Directions for this task: Your answer should consist of each line below that includes the word "namespace".

Data provided:
PR #374, opened 2024-02-22
Fix cmake variable CA_HOST_TARGET_CPU affecting all host targets

coldav:
# Overview

Fix cmake variable CA_HOST_TARGET_CPU affecting all host targets

# Reason for change

CA_HOST_TARGET_CPU affecting all host targets shows failures in UnitCompiler tests where it tries to apply the change to targets which are not suited for the value.

# Description of change

The cmake variable `CA_HOST_TARGET_CPU` has been split into capitalized architecture variants of the form `CA_HOST_TARGET_<ARCH>_CPU` e.g `CA_HOST_TARGET_X86_64_CPU`, `CA_HOST_TARGET_AARCH64_CPU` and `CA_HOST_TARGET_RISCV64_CPU`. The environment variable `CA_HOST_TARGET_CPU` remains the same name.


hvdijk:
Correct me if I'm wrong, but it looks like this drops `CA_HOST_TARGET_CPU_NATIVE` with no mention in the PR or commit message or documentation? It should be fine to drop as long as it's possible to set the CPU to `"native"` but it may be worth warning users about, because existing CMake configurations would continue to work but would start doing the wrong thing.

hvdijk (approved):

frasercrmck (approved):

PR #376, opened 2024-02-23
Update for LLVM 19.

hvdijk:
# Overview

Update for LLVM 19.

# Reason for change

# Description of change

* When using the new debug info format, make sure to actually use the new debug info format by converting the builtins module after loading.
* When checking debug info, make sure to check both the old and the new debug info formats.
* When inserting debug info, make sure to insert in the appropriate format.
* When inserting PHIs, ensure they are inserted before any debug info. We are also inconsistent in whether trying to insert PHIs before or after existing PHIs; this commit tries to preserve the existing insertion points as much as possible.
* In add.cl, do not check that no vsetvli is generated. Even if we do not generate it, LLVM 19 generates it itself. This is fine.

The changes in `scalarizer.cpp` are covered by the existing `llvm/insert_element_debug_info.ll` test.
The changes in `work_item_loops_pass.cpp` are covered the existing `passes/barriers-dbg.ll` test.

# Checklist

### DIFF
--- a/modules/compiler/utils/source/barrier_regions.cpp
+++ b/modules/compiler/utils/source/barrier_regions.cpp
@@ -982,6 +982,12 @@ void compiler::utils::Barrier::MakeLiveVariableMemType() {
         debug_intrinsics_.push_back(std::make_pair(dbgDeclare, offset));
       }
     }
+#if LLVM_VERSION_GREATER_EQUAL(19, 0)
+    const auto DPVDeclares = findDPVDeclares(member.value);
+    for (auto *const DPVDeclare : DPVDeclares) {
+      debug_dp_values_.push_back(std::make_pair(DPVDeclare, offset));
+    }
+#endif
     offset += member.size;
     live_variable_index_map_[std::make_pair(member.value, member.member_idx)] =
         field_tys.size();
--- a/modules/compiler/utils/source/work_item_loops_pass.cpp
+++ b/modules/compiler/utils/source/work_item_loops_pass.cpp
@@ -273,10 +273,8 @@ struct ScheduleGenerator {
       const compiler::utils::BarrierWithLiveVars &barrier, BasicBlock *block,
       StoreInst *SI) {
     DIBuilder DIB(module, /*AllowUnresolved*/ false);
-    for (auto debug_pair : barrier.getDebugIntrinsics()) {
-      auto *old_dbg_declare = debug_pair.first;
-      const unsigned live_var_offset = debug_pair.second;
-
+    auto RecreateDebugIntrinsic = [&](DILocalVariable *const old_var,
+                                      const unsigned live_var_offset) {
       const uint64_t dwPlusOp = dwarf::DW_OP_plus_uconst;
       // Use a DWARF expression to point to byte offset in struct where
       // the variable lives. This involves dereferencing the pointer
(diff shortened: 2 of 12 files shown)


modules/compiler/vecz/source/transform/control_flow_conversion_pass.cpp
```diff
@@ -2944,8 +2974,12 @@ bool ControlFlowConversionState::Impl::blendInstructions() {
     Type *T = opDef->getType();
     const unsigned numPreds = std::distance(pred_begin(B), pred_end(B));
     Value *blend = nullptr;
-    PHINode *PHI =
-        PHINode::Create(T, numPreds, opDef->getName() + ".merge", &B->front());
+    PHINode *PHI = PHINode::Create(T, numPreds, opDef->getName() + ".merge");
+#if LLVM_VERSION_GREATER_EQUAL(18, 0)
+    PHI->insertBefore(B->begin());
```
frasercrmck, line 2979: Do you think this could become a sensible `multi_llvm` helper? `insertAtBeginningOfBlock`? or something?

modules/compiler/utils/source/work_item_loops_pass.cpp
```diff
@@ -301,6 +301,36 @@ struct ScheduleGenerator {
       auto *const DVIntrinsic = cast<DbgVariableIntrinsic>(DII);
       ConvertDebugDeclareToDebugValue(DVIntrinsic, SI, DIB);
     }
+#if LLVM_VERSION_GREATER_EQUAL(19, 0)
+    for (auto debug_pair : barrier.getDebugDPValues()) {
```
frasercrmck, line 305: Can this share any code with the above?

frasercrmck (commented):
Could we test the work-item-loops and scalarizer changes in LIT?

modules/compiler/utils/source/work_item_loops_pass.cpp
hvdijk: Probably, yes. Will update, thanks.

modules/compiler/vecz/source/transform/control_flow_conversion_pass.cpp
frasercrmck: Ah, because of `getFirstNonPHI`. Uh, if you add `insertAtIterator` would we not still need to use `#if LLVM*` at every use to distinguish between `begin()`/`front()`?

modules/compiler/utils/source/barrier_regions.cpp
```diff
@@ -972,6 +972,9 @@ void compiler::utils::Barrier::MakeLiveVariableMemType() {
     // so record this and the matching byte offset into the struct.
 #if LLVM_VERSION_GREATER_EQUAL(18, 0)
     auto DbgIntrinsics = findDbgDeclares(member.value);
+#if LLVM_VERSION_GREATER_EQUAL(19, 0)
```
RossBrunton, line 975: Nitpick, but would it be possible to move the DPVDeclares outside of the `#if LLVM_VERSION_GREATER_EQUAL(18, 0)`? The nesting of the ifdefs makes it a bit hard to skim.

modules/compiler/utils/source/work_item_loops_pass.cpp
hvdijk: Done.

modules/compiler/utils/source/barrier_regions.cpp
hvdijk: Yeah, we don't need it here yet, I've moved it below.

frasercrmck (approved):

PR #386, opened 2024-02-29
[host] Add initial support for RISC-V relocations

frasercrmck:
This adds support for RISC-V relocations - enough to permit the running
of UnitCL (in the default configuration). There are obviously many other
relocations for RISC-V but without test coverage those have been left
for future work.

Note that relocation support is still incomplete. There is no support
yet for the PLT or GOT sections, so if the executable is loaded too far
away from external symbols, the relocation process will fail at program
load time, complaining of an unreachable symbol. This situation is
entirely down to the in-process memory of the OpenCL location and the
machine it's running on, so cannot be easily pre-determined.

Locally, at least, all (offline) UnitCL tests pass in isolation but fail
when run together, because the binary is loaded too far away from some
symbols such as memcpy.

The ADD32 and SUB32 relocations only seem to appear for the PIC
relocation model, which is not being used in main nor in this PR, but
they are simple enough that including them should be fairly obviously
correct.

### DIFF
--- a/modules/compiler/targets/host/source/target.cpp
+++ b/modules/compiler/targets/host/source/target.cpp
@@ -55,14 +55,14 @@
 namespace host {
 
 // Create a target machine, `abi` is optional and may be empty
-static llvm::TargetMachine *createTargetMachine(llvm::StringRef CPU,
-                                                llvm::StringRef Triple,
+static llvm::TargetMachine *createTargetMachine(llvm::Triple TT,
+                                                llvm::StringRef CPU,
                                                 llvm::StringRef Features,
                                                 llvm::StringRef ABI) {
   // Init the llvm target machine.
   llvm::TargetOptions Options;
   std::string Error;
-  const std::string TripleStr = Triple.str();
+  const std::string &TripleStr = TT.str();
   const llvm::Target *LLVMTarget =
       llvm::TargetRegistry::lookupTarget(TripleStr, Error);
   if (nullptr == LLVMTarget) {
@@ -73,6 +73,14 @@ static llvm::TargetMachine *createTargetMachine(llvm::StringRef CPU,
     Options.MCOptions.ABIName = ABI;
   }
 
+  std::optional<llvm::CodeModel::Model> CM;
+  // RISC-V needs the 'medium' code model as we don't ensure that the code and
+  // its statically defined symbols are loaded somewhere in the range of
+  // absolute addresses -2GB and +2GB, which is a requirement of the 'low' code
+  // model.
+  if (TT.isRISCV()) {
+    CM = llvm::CodeModel::Medium;
+  }
   // Aarch64 fails on UnitCL test
   // Execution/Execution.Barrier_02_Barrier_No_Duplicates/OfflineOpenCLC if we
   // don't set `JIT` to true. JIT for x86_64 and Aarch64 set the large code
@@ -83,8 +91,8 @@ static llvm::TargetMachine *createTargetMachine(llvm::StringRef CPU,
   // TODO: Investigate whether we can use a loader that does not have this
   // issue.
   return LLVMTarget->createTargetMachine(
-      Triple, CPU, Features, Options, /*RM=*/std::nullopt,
-      /*CM=*/std::nullopt, multi_llvm::CodeGenOptLevel::Aggressive,
+      TripleStr, CPU, Features, Options, /*RM=*/std::nullopt, CM,
+      multi_llvm::CodeGenOptLevel::Aggressive,
       /*JIT=*/true);
 }
 
@@ -372,8 +380,7 @@ compiler::Result HostTarget::initWithBuiltins(
         Features += '-' + FeatureName.str();
       }
     }
-    target_machine.reset(
-        createTargetMachine(CPUName, triple.str(), Features, ABI));
+    target_machine.reset(createTargetMachine(triple, CPUName, Features, ABI));
   }
 
   return compiler::Result::SUCCESS;
--- a/modules/loader/source/relocations.cpp
+++ b/modules/loader/source/relocations.cpp
@@ -15,11 +15,16 @@
 // SPDX-License-Identifier: Apache-2.0 WITH LLVM-exception
 
 #include <cargo/endian.h>
+#include <cargo/error.h>
+#include <cargo/string_view.h>
+#include <inttypes.h>
+#include <loader/elf.h>
 #include <loader/relocation_types.h>
 #include <loader/relocations.h>
 
 #include <algorithm>
 #include <cstdint>
+#include <cstdlib>
 #include <optional>
 
 // There are many relocation types, but LLVM only emits a few, only those
@@ -80,10 +85,14 @@ inline Integer setBitRange(Integer value, Integer subvalue, int first,
 
 // Returns a triple of common variables used in relocation calculation:
 // * Writable position in for relocations (host memory)
-// * P - position of the relocation (target memory)
-// * S - value of the symbol in the symbol table (target memory)
+// * P:    : position of the relocation (in target memory)
+// * S + A : value of the symbol in the symbol table plus any relocation addend
+//           (in target memory)
+// See the link below for an explanation of the symbols - described in the
+// RISC-V ELF psABI document, but relevant for other architectures:
+// https://github.com/riscv-non-isa/riscv-elf-psabi-doc/blob/master/riscv-elf.adoc#calculation-symbols
 template <typename T>
-std::optional<std::tuple<uint8_t *, T, T>> decomposeRelocation(
+cargo::optional<std::tuple<uint8_t *, T, T>> decomposeRelocation(
     const loader::Relocation &r, loader::ElfMap &map) {
   static_assert(std::is_same_v<T, uint32_t> || std::is_same_v<T, uint64_t>,
                 "Invalid relocation size");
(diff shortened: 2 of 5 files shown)


modules/compiler/targets/host/source/target.cpp
```diff
@@ -73,6 +73,14 @@ static llvm::TargetMachine *createTargetMachine(llvm::StringRef CPU,
     Options.MCOptions.ABIName = ABI;
   }
 
+  std::optional<llvm::CodeModel::Model> CM;
+  // TODO: RISC-V (currently) needs the 'medium' code model as we don't ensure
```
coldav, line 77: what's the TODO saying - that we should switch to small and support it correctly or just investigate if this is correct?

modules/loader/source/relocations.cpp
```diff
@@ -645,88 +650,261 @@ bool resolveAArch64(const loader::Relocation &r, loader::ElfMap &map,
...
+  cargo::read_little_endian(&insn, insn_addr);
+  insn = setBitRange(insn, imm, 12, 20);
+  cargo::write_little_endian(insn, insn_addr);
+}
+
+uint32_t getLo12(uint64_t addr) {
+  return static_cast<uint32_t>(getBitRange(addr, 0, 12));
+}
+
+std::optional<uint32_t> getHi20(int64_t addr) {
```
coldav, line 674: What does this do, why do we sign extend an addr - is it a relative offset rather than an addr?

modules/loader/source/relocations.cpp
```diff
@@ -645,88 +650,261 @@ bool resolveAArch64(const loader::Relocation &r, loader::ElfMap &map,
...
+  auto signExtend32 = [](int64_t val) {
+    return static_cast<int64_t>(val << 32) >> 32;
+  };
+  addr += 0x800;
```
coldav, line 678: what's this bit for?

modules/loader/source/relocations.cpp
```diff
@@ -645,88 +650,261 @@ bool resolveAArch64(const loader::Relocation &r, loader::ElfMap &map,
...
+bool resolveRISCV(const loader::Relocation &r, loader::ElfMap &map,
+                  const std::vector<loader::Relocation> &relocations) {
+  const auto relocation_data = decomposeRelocation<uint64_t>(r, map);
+  if (!relocation_data) {
+    return false;
+  }
+  auto [relocation_address, relocation_target_address, symbol_target_address] =
+      *relocation_data;
+
+  // A PC-relative offset (S + A - P)
```
coldav, line 698: I think it would be clearer to say what S,A and P are first.

modules/compiler/targets/host/source/target.cpp
frasercrmck: Maybe we can remove the `TODO` as it's not clear (to me, at least) whether this is a bug that needs to be fixed or an acceptable convention we are okay with in the RISC-V host target.

modules/loader/source/relocations.cpp
frasercrmck: No, this is generic enough for either absolute (`HI20`) or relative (`PCREL_HI20`), so `addr` is an address that we're relocating. However, a `HI20` or `PCREL_HI20` relocation is always a 32-bit address, so we sign extend the 64-bit address we have allocated to assert loudly we're not incorrectly resolving the relocation to a symbol that's too big (absolute) or too far away (relative) for the instruction using it.

modules/loader/source/relocations.cpp
frasercrmck: That's just how HI20 relocations are resolved. Think of it because you're taking it and adding a sign-extended LO12 value to it later.

If you had to resolve `0xDEADBEEF` and took the pieces apart naively:

HI20 = `0xDEADB` -> `0xDEADB000`
LO12 = `0xEEF` -> `0xFFFFFEEF`

If you added them up you'd get `0xDEADB000` + `0xFFFFFEEF` = `0xDEADAEEF` which isn't correct.

So instead you take:

HI20 = `0xDEADB` + `0x1` (skipping the addition of `0x800` then shifting right by 12) -> `0xDEADC000`
LO12 = `0xEEF` -> `0xFFFFFFEEF`

Adding those together gets the correct 32-bit address: `0xDEADC000` + `0xFFFFEEF` = `0xDEADBEEF`.

I didn't document it explicitly as it's just taken as a given of how you do it in the ELF documentation

https://github.com/riscv-non-isa/riscv-elf-psabi-doc/blob/master/riscv-elf.adoc#absolute-addresses
https://github.com/riscv-non-isa/riscv-elf-psabi-doc/blob/master/riscv-elf.adoc#pc-relative-symbol-addresses

modules/loader/source/relocations.cpp
frasercrmck: I document them in `decomposeRelocation` as those are the return values of that function.

modules/compiler/targets/host/source/target.cpp
coldav: that makes sense

modules/loader/source/relocations.cpp
coldav: okay that makes sense, maybe just link to the documentation.

modules/loader/source/relocations.cpp
coldav: if it's absolute can't the top bit be set as an unsigned value?

modules/loader/source/relocations.cpp
```diff
@@ -80,8 +85,8 @@ inline Integer setBitRange(Integer value, Integer subvalue, int first,
 
 // Returns a triple of common variables used in relocation calculation:
 // * Writable position in for relocations (host memory)
-// * P - position of the relocation (target memory)
-// * S - value of the symbol in the symbol table (target memory)
+// * P:    : position of the relocation (target memory)
+// * S + A : value of the symbol in the symbol table (target memory)
```
coldav, line 89: why is there two values S and A, what's the difference?

modules/loader/source/relocations.cpp
coldav: fair enough I just find it hard to relate to these other named values in this actual function, without keeping looking back.

coldav: if I understand this correctly it's (relocation_target_address(S) + symbol_target_address(A) - relocation_address(P)

coldav, line 698: I'm not sure what the comment refers to , is it just to explain L699 or all the relative offsets later on?

modules/loader/source/relocations.cpp
```diff
@@ -645,88 +650,261 @@ bool resolveAArch64(const loader::Relocation &r, loader::ElfMap &map,
...
+      (void)fprintf(stderr, "Missing symbol: %.*s\n", (int)symbol_name.size(),
+                    symbol_name.data());
+      (void)fprintf(stderr, "   with relocation type: %u\n", r.type);
+#endif
+      CARGO_ASSERT(0, "Unsupported relocation type.");
+      return false;
+    }
+    case R_RISCV_64:
+      // 64-bit relocation: S + A
+      cargo::write_little_endian(symbol_target_address & 0xFFFFFFFF,
```
coldav, line 733: Is symbol_target_address  not a 64 bit value - does it not need to be cast to 32 bit to pick the right little_endian template?

modules/loader/source/relocations.cpp
frasercrmck: Both, I guess. It's to explain the variable `relative_value` and everywhere it's used

frasercrmck: They're just the calculation symbols used in the official RISC-V ELF documentation: https://github.com/riscv-non-isa/riscv-elf-psabi-doc/blob/master/riscv-elf.adoc#calculation-symbols. I thought it would be clearer for people to reference those against the spec this code is implementing.

modules/loader/source/relocations.cpp
frasercrmck: Yes you're right, surprised that worked locally.

modules/loader/source/relocations.cpp
frasercrmck: Hmm yeah that sounds like I've got a bug after I started refactoring things together, thanks.

modules/loader/source/relocations.cpp
frasercrmck: done

modules/loader/source/relocations.cpp
frasercrmck: should be fixed now

modules/loader/source/relocations.cpp
coldav: I get you are using known elf symbols, but I don't think it does any harm to say what these values are

coldav (approved):

modules/loader/source/relocations.cpp
coldav: I think it works locally because of little endian, and you right the low half first, it's just that scribbles past on the second write.

modules/loader/source/relocations.cpp
frasercrmck: not sure what you are referring to exactly, but if you mean a PC-relative value in relocations such as `PCREL_LO12_I` which are just `S - P`, you're right, but that's because the addend `A` must be zero for those relocations. Other PC-relative values like `PCREL_HI20` must include the addend `A`.

Since `symbol_target_address` is `S + A` I think this documentation is consistent.

modules/loader/source/relocations.cpp
frasercrmck: I've expanded the comment to say it returns `S + A`, "the value of the symbol in the symbol table plus any relocation addend" which I think covers it

modules/loader/source/relocations.cpp
frasercrmck: On a second look I don't think this is a bug because all of the `HI20` relocations use the `LUI` or `AUIPC` instructions which sign-extend the immediate up to 32 or 64 bits depending on the RISC-V architecture. So a 32-bit absolute address with the top bit set on `riscv64` would necessarily be sign-extended to the incorrect address. I think we are correct to throw an error on that (it appears that `lld` does the same thing, fwiw)

PR #3046, opened 2022-10-06
Fix crash in RealmObject finalizer due to null _accessor.

### LINKED ISSUE #3045: [Bug]: Crash in finaliser if `RealmObject` implementation throws in object initialisation
### What happened?

Regressed in https://github.com/realm/realm-dotnet/commit/2d2f5957e9b96f431b039c56688fbd530003752c#diff-ffe0558165702693f2ba96b95df2b7f6bf559ca7a2ef344e9cab6af24f75f6ae (due to missing null check).

This is a bit of a caveat with NRT and pre-constructor time crashes. We get around similar issues by using a helper method to check for null (https://github.com/ppy/osu-framework/blob/7fea93e6f5a30d5a47e2bd609fe1cf7ef45c507d/osu.Framework/Extensions/ObjectExtensions/ObjectExtensions.cs#L30-L33, usage: https://github.com/ppy/osu-framework/blob/3a9acd01eac691fcbea0163038743a05bb0ba41d/osu.Framework/IO/Stores/RawCachingGlyphStore.cs#L178). Another way would be to make the `_accessor` nullable

With the sample code included below, a crash is observed which can halt an application that is not manually handling all unobserved exceptions:

https://user-images.githubusercontent.com/191335/194010081-dab08fab-ca10-4720-9a29-ecc703237204.mp4

### Repro steps

- Have a class that throws an exception before reaching the constructor (ie. object initialisers).
- Observe crash on first GC/finalize operation.

### Version

10.16.0

Local Database only

Console/Server

### Client OS and version

n/a

### Code snippets

```csharp
// See https://aka.ms/new-console-template for more information

using System.Diagnostics;
using Realms;

while (true)
{
    try
    {
        var model = new TestModel();
    }
    catch (Exception e)
    {
        Console.WriteLine("Caught exception");
    }
}

class TestModel : RealmObject
{
    public string Test { get; set; }

    public object ThisWillThrowBeforeConstruction = new ThrowingTest();

    internal class ThrowingTest
    {
        public ThrowingTest()
        {
            throw new Exception("die in ctor");
        }
    }
}
```

```shell
System.NullReferenceException: Object reference not set to an instance of an object.
   at Realms.RealmObjectBase.UnsubscribeFromNotifications()
   at Realms.RealmObjectBase.Finalize()
```

### Relevant log output

_No response_

elle-j:
## Description

Fixes #3045.

When creating a `RealmObject` that throws before being initialized, `_accessor` will be `null`. When the object was garbage collected, `RealmObject`'s destructor would call `_accessor.UnsubscribeFromNotifications()` causing a crash due to `NullReferenceException`.

Solution:
`RealmObject`'s destructor was removed and instead added the call to `UnsubscribeFromNotifications()` in `ManagedAccessor`'s destructor. (For an `UnmanagedAccessor`, a call to `UnsubscribeFromNotifications()` does nothing.)

##  TODO

* [x] Changelog entry
* [x] Tests (if applicable)

### DIFF
--- a/CHANGELOG.md
+++ b/CHANGELOG.md
@@ -106,6 +106,7 @@
 * If you set a subscription on a link in flexible sync, the server would not know how to handle it ([#5409](https://github.com/realm/realm-core/issues/5409), since v11.6.1)
 * If a case insensitive query searched for a string including an 4-byte UTF8 character, the program would crash. (Core upgrade)
 * Added validation to prevent adding a removed object using Realm.Add. (Issue [#3020](https://github.com/realm/realm-dotnet/issues/3020))
+* Fixed a NullReferenceException occurring in RealmObject's finalizer whenever an exception is thrown before the object gets initialized. (Issue [#3045](https://github.com/realm/realm-dotnet/issues/3045))
 
 ### Compatibility
 * Realm Studio: 12.0.0 or later.
--- a/Realm/Realm/DatabaseTypes/Accessors/ManagedAccessor.cs
+++ b/Realm/Realm/DatabaseTypes/Accessors/ManagedAccessor.cs
@@ -71,6 +71,11 @@ namespace Realms
             _hashCode = new Lazy<int>(() => _objectHandle.GetObjHash());
         }
 
+        ~ManagedAccessor()
+        {
+            UnsubscribeFromNotifications();
+        }
+
         public RealmValue GetValue(string propertyName)
         {
             return _objectHandle.GetValue(propertyName, _metadata, _realm);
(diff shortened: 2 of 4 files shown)


peppy:
Thanks for the fix, it looks solid.

As an aside, this is also really cool to see – finalizers are not zero overhead and we've seen performance degradation from having thousands-millions of objects with finalizers. This was unavoidable with `RealmObject` derived models, but looks like it may become a reality with this change (for cases of `UnmanagedAccessor`, which is beneficial to us as we use the same model in non-managed batch processing).

nirinchev (approved):

elle-j:
Thank you @peppy for providing the necessary details in your ticket so that we could provide a fix quicker!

Solution to this problem:
 namespace host {
@@ -71,6 +71,11 @@ namespace Realms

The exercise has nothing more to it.